It’s often asked in PSE about the existence of particles with magnetic monopoles. What’s the difference in interaction between magnetic monopoles and electric monopoles in such a theoretical case?
Edit: Could the question implies that on the level of subatomic particles the search for or a claim of the existence of magnetic monopoles simply doesn’t make sense? Because, or they will not be distinguishable from electric charges, or would not interact with our surroundings.
Magnetic monopoles respond to magnetic fields in the same way as electric monopoles (more commonly called charges) respond to magnetic fields.

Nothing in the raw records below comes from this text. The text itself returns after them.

PR #7429, opened 2021-07-14
Replaced all span class by span macros

BraveMole:
## About The Pull Request

Tell me when you are reviewing this, cause i ain't fixing conflict every afternoon

Title, ported from TG:

https://github.com/tgstation/tgstation/pull/59645 <-- regex were taken from here
https://github.com/tgstation/tgstation/pull/59685

CL and minimum compiler version bumped to 1539

image

## Why It's Good For The Game

Easier to type, less prone to errors

## Changelog
:cl:
code: Replaced all span class by span macros
/:cl:

PR #7603, opened 2021-07-24
[DNM] Revert "Replaced all span class by span macros"

SplinterGP:
Reverts tgstation/TerraGov-Marine-Corps#7429

apparently broke chat and i had to make it into local branch, just TM


SplinterGP:
should have been fixed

According to the Lorentz force law, in an external electric field $\vec{E}$ an electric charge $q$ will feel a force $q \vec{E}$. A magnetic monopole of charge $g$ in a magnetic field $\vec{B}$ will feel a force $g \vec{B}$. If we have both magnetic and electric fields present, and the charges have velocity $v$, the force law is
$$\vec{F}_\mathrm{q} = q(\vec{E} + \vec{v} \times \vec{B}),$$ $$\vec{F}_\mathrm{g} = g(\vec{B} - \vec{v} \times \vec{E}).$$
If monopoles exist, the laws of nature are symmetric under $q \leftrightarrow g$, $\vec{E} \to \vec{B}$, $\vec{B} \to -\vec{E}$. This is known as electromagnetic duality, and its 'beauty' is the reason why people first started wondering if monopoles existed (we have better reasons now!). But this doesn't mean that monopoles and electric charges will behave identically. Because in this universe there are an abundance of electric charges but no observed magnetic ones, it would be very easy to spot a monopole! For example, we can see from the equations above that in an electric field a stationary monopole would feel no force, while an electric charge would be accelerated.